Top of Information

Issue #108, opened 2021-02-03
Suggestion: provide a mechanism for users to specify the openssl path


jwatt:
On macOS it would be useful to be able to tell `transcrypt` to use the Homebrew installed `openssl`, but I don't want to add `/usr/local/opt/openssl/bin` to `PATH` due to the potential for side affects. More specifically I'm hoping that `yadm` could pass any value set for `yadm.openssl-program` in its configuration file along to `transcrypt` in order to avoid the "deprecated key derivation used" warnings.

jmurty:
Hi @jwatt this is something we have discussed before in and around this comment: https://github.com/elasticdog/transcrypt/issues/55#issuecomment-637094456
So far we have decided against making the OpenSSL binary path configurable, though like you I would enjoy being able to customise the OpenSSL version used on MacOS.

I'm not familiar with `yadm` (Yet Another Dotfiles Manager). This seems to be the relevant section on using [`yadm` with transcrypt](https://yadm.io/docs/encryption#) though the only mention of the `yadm.openssl-program` option I found is [here](https://github.com/TheLocehiliosan/yadm/blob/master/yadm.md).

Can you talk more about how `yadm` could, or should, relay settings like `yadm.openssl-program` through to programs it invokes? If it does something relatively simple, we might be able to work from that to come up with a clean way to set a custom OpenSSL path both with and without using `yadm`.

jwatt:
Hi @jmurty. Thanks for the reply and link to the previous discussion.

Note that I'm just a casual user of yadm. That said, it seems like yadm is essentially a git wrapper that at its core invokes `git --git-dir=~/.local/share/yadm/repo.git --work-tree=~ <other args passed to yadm>` (plus other niceties).

yadm, like transcrypt, is just a single file shell script. I had expected that `yadm` invokes `transcrypt` frequently, passing command line arguments, and therefore the obvious mechanism for yadm to communicate the openssl path with transcrypt would be for it to pass the openssl path using a new `transcrypt` command line argument. It looks like I was mistaken in my assumptions about how things work though, and actually once transcrypt is set up yadm plays no direct part in the encryption/decryption or invoking transcrypt code.

Besides that, on reflection it probably wouldn't make sense to tell yadm about the openssl path if it's just passing on the args to transcrypt.

[...]

PR #111, opened 2021-02-12
WIP Let user set a custom path to openssl

jmurty:
This is work-in-progress. See  #108

Add the optional --openssl-path argument when initialising a repo to
tell transcrypt to use an explicit path to the openssl binary,
instead of using whatever version is on the user's path.

The openssl path is now saved as a new transcrypt.openssl-path Git
config local setting in the repository, alongside the other transcrypt
settings like cipher, password etc.

If the user provides --openssl-path this explicit path is stored in
the local Git config, otherwise the default value 'openssl' is stored
which will fall back to the default behaviour of finding openssl on
the user's $PATH.

The --openssl-path argument gets special treatment for upgrades: an
--openssl-path argument value given along with --upgrade will replace
the existing config setting, despite config settings normally being
retained across upgrades.

### DIFF
--- a/man/transcrypt.1.ronn
+++ b/man/transcrypt.1.ronn
@@ -25,6 +25,11 @@ The transcrypt source code and full documentation may be downloaded from
     the password to derive the key from;
     defaults to 30 random base64 characters
 
+  * `--openssl-path`=<path_to_openssl>:
+    use OpenSSL at this path; defaults to 'openssl' in $PATH.
+    To change after initialization:
+        git config transcrypt.openssl-path NEW_PATH
+
   * `-y`, `--yes`:
     assume yes and accept defaults for non-specified options
 
--- a/man/transcrypt.1.ronn
+++ b/man/transcrypt.1.ronn
@@ -25,10 +25,8 @@ The transcrypt source code and full documentation may be downloaded from
     the password to derive the key from;
     defaults to 30 random base64 characters
 
-  * `--openssl-path`=<path_to_openssl>:
-    use OpenSSL at this path; defaults to 'openssl' in $PATH.
-    To change after initialization:
-        git config transcrypt.openssl-path NEW_PATH
+  * `--set-openssl-path`=<path_to_openssl>:
+    use OpenSSL at this path; defaults to 'openssl' in $PATH
 
   * `-y`, `--yes`:
     assume yes and accept defaults for non-specified options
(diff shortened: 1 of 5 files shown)


transcrypt
```diff
@@ -973,6 +985,8 @@ rekey=''
 show_file=''
 uninstall=''
 upgrade=''
+openssl_path='openssl'
+openssl_path_given=''
```
elasticdog, line 989: You could probably just use a single variable and check if it's empty before setting the default?

transcrypt
```diff
@@ -912,6 +920,10 @@ help() {
 		     -i, --import-gpg=FILE
 		            import the password and cipher from a gpg encrypted file
 
+		     --openssl-path=PATH_TO_OPENSSL
+		            use a specific openssl binary instead of the version in \$PATH.
+		            Use this with --upgrade to update transcrypt's openssl path
+
```
elasticdog, line 926: The README and man page will also need a refresh with the new option flag information.

elasticdog (commented):
This is looking nice! I like the solution of storing the path in the config and can appreciate the troubles that some homebrew setups can introduce. I left a couple of comments.

transcrypt
jmurty: I reconsidered and dropped support for changing just the openssl path when `--upgrade`-ing a repo, since it was weird to make that setting the one and only user-defined setting that could be changed when upgrading. Instead, the help text now says how to change it using `git config`

transcrypt
jmurty: I have updated the README, changelog, and man pages. The help text itself could probably use some editing, it became log with the inclusion of the `git config` instruction

man/transcrypt.1.ronn
```diff
@@ -25,6 +25,11 @@ The transcrypt source code and full documentation may be downloaded from
     the password to derive the key from;
     defaults to 30 random base64 characters
 
+  * `--openssl-path`=<path_to_openssl>:
+    use OpenSSL at this path; defaults to 'openssl' in $PATH.
+    To change after initialization:
+        git config transcrypt.openssl-path NEW_PATH
```
elasticdog, line 31: Hmmm...it would be nice to not ever need to drop to raw `git config` commands at all. Would it make more sense to have this be named `--set-openssl-path` and allow it to be called whenever (during initialization or otherwise) to update the setting?

jmurty: That's a really good idea. I have made this change, and it makes it much clearer when `--set-openssl-path` can be used.

elasticdog (approved):
This looks great, thanks for iterating on it!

Bottom of Information

Task for the records above: copy every line in which the word "before" occurs.

Hi @jwatt this is something we have discussed before in and around this comment: https://github.com/elasticdog/transcrypt/issues/55#issuecomment-637094456
elasticdog, line 989: You could probably just use a single variable and check if it's empty before setting the default?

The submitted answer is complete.